Effect of ruthenium on high-temperature creep rupture life of a single crystal nickel-based superalloy

Abstract

► Ru improves the high-temperature creep rupture lives. ► Discussion involves the dislocation movement and γ′ phase evolution. ► The change of γ/γ′ lattice misfit is considered as the key role of Ru. ► The influence of TCP phases on the creep rupture lives could be negligible. The addition of 3 wt% ruthenium (Ru) has been found to improve the creep rupture lives of a single crystal Ni-based superalloy under both conditions of 1100 °C/150 MPa and 1000 °C/310 MPa. Creep curve analysis indicates that the creep mechanisms are different from each condition.
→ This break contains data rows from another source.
PR #1815, opened 2020-05-31
Upgrade to the latest lsp library

david-driscoll:
* Upgrade to the latest lsp library
* Added interop support with existing handler endpoints
  * using the namespace `o#/`
  * eg `o#/projects` or `o#/gotofile`
  * This allows consumers to transition to LSP and still use features that exist outside of the lsp spec
  * Events are emitted using the same prefix
* Fix bug with default logging level


src/OmniSharp.Host/CommandLineApplication.cs
```diff
@@ -98,7 +98,7 @@ private void DebugAttach()
         {
             if (Debug)
             {
-                Console.WriteLine($"Attach debugger to process {Process.GetCurrentProcess().Id} to continue...");
+                // Console.WriteLine($"Attach debugger to process {Process.GetCurrentProcess().Id} to continue...");
                 while (!Debugger.IsAttached)
```
mholo65, line 102: We need to do something about this.

src/OmniSharp.Roslyn/ProjectEventForwarder.cs
```diff
@@ -63,8 +63,6 @@ private void OnWorkspaceChanged(object source, WorkspaceChangeEventArgs args)
                     {
                         Task.Factory.StartNew(async () =>
                         {
-                            await Task.Delay(500);
```
mholo65, line 66: 😬

src/OmniSharp.Shared/Utilities/PhysicalFileProviderExtensions.PollingFileChangeToken.cs
```diff
@@ -118,10 +118,10 @@ public bool ActiveChangeCallbacks
 
             public IDisposable RegisterChangeCallback(Action<object> callback, object state)
             {
-                if (state != null)
-                {
-                    throw new ArgumentException($"Stateful callbacks are not supported for {nameof(PollingFileChangeToken)}", nameof(state));
-                }
+                // if (state != null)
```
mholo65, line 121: I saw this exception in my Cake LSP server when pulling in O#. Can't remember how I fixed it though.

tests/OmniSharp.Roslyn.CSharp.Tests/DiagnosticsV2Facts.cs
```diff
@@ -71,10 +71,10 @@ public async Task CheckAllFiles(string filename1, string filename2)
...
 
-        [Theory(Skip = "Test needs to be updated for service changes")]
-        [InlineData("a.cs", "b.cs")]
-        [InlineData("a.csx", "b.csx")]
-        public async Task EnablesWhenEndPointIsHit(string filename1, string filename2)
+            [Theory(Skip = "Test needs to be updated for service changes")]
+            [InlineData("a.cs", "b.cs")]
+            [InlineData("a.csx", "b.csx")]
+            public async Task EnablesWhenEndPointIsHit(string filename1, string filename2)
         {
```
mholo65, line 78: No indent

src/OmniSharp.Roslyn/ProjectEventForwarder.cs
david-driscoll: I don't remember if this was here for a good reason, but that kind of wait is killer when we're trying to make things more responsive.

It would be one thing if we were buffering and sending out the changes grouped together, but in this case we're literally just deferring each event by 500ms.

mholo65: Yes, I've stared at this delay a couple of times before, buy since there are no tests around this, we might easily break VS Code integration 😅 Nobody seems to know why it's there, and why it's 500ms.

src/OmniSharp.Host/CommandLineApplication.cs
david-driscoll: Yes, it breaks LSP (over stdio) sadly :(

filipw:
ooh I like the CI improvements

azure-pipelines.yml
```diff
@@ -46,63 +53,94 @@ jobs:
...
-          ./build.sh --configuration Release --verbosity Verbose --target All --publish-all --archive
+          ./build.sh --configuration Release --verbosity Verbose --target CI --publish-all --archive
         displayName: 'Build'
       - template: ./.pipelines/artifacts.yml
         parameters:
           Artifacts: $(Artifacts)
 
+  - job: Linux_tests
+    pool:
+      vmImage: "ubuntu-latest"
```
filipw, line 121: I don't think we should use ubuntu-latest -at the moment it is still `ubuntu-18.04` but maybe one day it will change to `20.04`. i think it's better to pin to `ubuntu-18.04` for now to have deterministic CI builds

src/OmniSharp.Host/CommandLineApplication.cs
filipw: i would just remove the line completely.
if you run with the feature to wait a debugger enabled
a) you should know what you are doing
b) you should be able to find the correct process yourself without the PID

filipw: or, alternatively, check if LSP flag is enabled, and don't print it, otherwise print it

src/OmniSharp.Host/CompositionHostBuilder.cs
```diff
@@ -116,7 +122,11 @@ private static IEnumerable<Type> SafeGetTypes(Assembly a)
             IServiceCollection services = null,
             Action<ILoggingBuilder> configureLogging = null)
         {
-            services = services ?? new ServiceCollection();
+            services ??= new ServiceCollection();
+
+            services.TryAddSingleton(_ => new ManualFileSystemWatcher());
+            services.TryAddSingleton<IFileSystemNotifier>(_ => _.GetRequiredService<ManualFileSystemWatcher>());
+            services.TryAddSingleton<IFileSystemWatcher>(_ => _.GetRequiredService<ManualFileSystemWatcher>());
```
filipw, line 129: this is an odd way to use a discard. why not a regular variable name e.g. `s => s.GetRequiredService`?

david-driscoll:
I will attempt to correct some of the formatting, I have muscle memory and use `ctrl+k,d` very regularly 🤕

src/OmniSharp.Host/CompositionHostBuilder.cs
david-driscoll: I dunno, I probably copied it from some old aspnet core code?  I've been doing that for a long while, but I can change it here.

david-driscoll:
I've updated some of the formatting changes.

filipw:
@david-driscoll it might be good to extract the build improvements out of this PR into a separate one - we'd benefit from them immediately, while it might still take a while to get this full LSP upgrade featureset to be merged, what do you think?

david-driscoll:
No feedback needed from the PS team, I just wanted to make sure you guys had seen it.

Unless there are other changes this one is good to go in my opinion.

david-driscoll:
Oh... I noticed the PR comment, that was from a while ago.  The powershell team has been using the latest version for a while now!

azure-pipelines.yml
david-driscoll: fixed

filipw:
ok perfect good to go then 👏

mholo65:
Yay!

PR #1818, opened 2020-06-02
updated dotnet script packages to 0.53.0

filipw:
We released 0.52 over a month ago to better support .net core 3.1 scripts https://github.com/filipw/dotnet-script/releases/tag/0.52.0


filipw:
Looks like this was caused by Nuge.ProjectModel incompatibility. 0.53.0 should resolve this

The improvement of creep rupture lives by 3 wt% Ru addition is discussed not only from the view of dislocation movement but also the γ′ phase evolution. The change of γ/γ′ lattice misfit in the initial microstructure is believed to be the key role of Ru on the high-temperature creep deformation. The larger negative lattice misfit caused by an addition of 3 wt% Ru induces smaller and more regular γ′ particles in the initial state, as well as denser dislocation networks at the γ/γ′ interface during creep. These two aspects are crucial to the high-temperature creep rupture life. In addition, a little topologically close-packed (TCP) phases are observed after creep rupture in the two experimental alloys.